Baykal: Uzun bir süre grup ismi aradık esasında. Birçok önerme oldu ancak en son benim lisedeki grubumun ismi olan ‘Sapan’da karar kıldık. Grubun isminin Türkçe ve akılda kalıcı olması bu tercihi yapmamızdaki etkin sebepler arasında. Çok özel bir anlamı veya hikayesi yok. Grubun yaptıklarının zamanla isime anlam katacağını düşündük.
İki EP sonrası ilk albümünüz yayınlandı. İlk hisleriniz nasıl, aldığınız tepkiler nasıl?
Hikmet: Hissiyat tanımı bende ‘’genel olarak güzel.’’(Gülüyor) Etrafımızdan ve dinleyicilerimizden aldığımız tepkiler gayet olumlu ve güzel. Bu da gayet motive edici.
B: Oldukça mutlu olduğumuzu söyleyebilirim. Albüm uzun zaman sarfedilen emeğin somutlaşmış hali netice itibariyle. Albüm kaydının başlayıp tamamlanması belki 2 veya 3 ayı geçmiyor. Ancak içinde birkaç senelik çalışmayı taşıyor. Albüme koymadığımız, hatta çalmaktan vazgeçtiğimiz şarkılar üzerindeki kafa yormaların dahi etkisi vardır çıkan sonucun üzerinde.
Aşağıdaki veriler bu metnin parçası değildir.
PR #1173, opened 2020-04-30
make the RTPSender SendRTP public

cedricfung:
There is no JitterBuffer in Pion yet, and this will make it good to implement one in the application code.


Sean-Der:
Me and @cedricfung discussed this in the channel, and I am gonna merge this!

Albümün yayınlanmasına ilişkin süreci, web sitelerinin yapımı ve buna benzer birçok hususla da doğrudan biz ilgilendik. Dolayısıyla büyük bir sahiplenmişlik var içimizde “Anlık İzler”e ilişkin. Biraz klişe bir ifade kullanacağım affınıza sığınarak, çocuğumuz gibi görüyoruz. Tepkiler şu ana dek gayet olumlu.
Tahsin: Geçen sene ekibe dahil olduğum için ilk iki EP'de sadece ‘Sapan’ dinleyicisiydim. Sonrasında zaten sevdiğim ve dinlediğim bir grup ile beraber albüm sürecine girmek benim için de ilginç ve bir o kadar da heyecan verici oldu. Aldığımız tepkiler gerçekten güzel. Özellikle içimizden geleniyansıtmayaodaklı bir süreç yaşadık. Benden önceki süreçte de bu zaten böyle yaşanmıştı. Ortaya çıkan ürüne dair aldığımız tepkiler de genelde bunu hissettirebildiğimiz yönünde.
İlk klip Yağmur'a geldi, ikinci klip için bir fikir var mı kafanızda?
B: İkinci klip için fikirler var evet. Hatta yakında çalışmalarına da başlayacağız gibi gözüküyor, bir aksilik çıkmazsa.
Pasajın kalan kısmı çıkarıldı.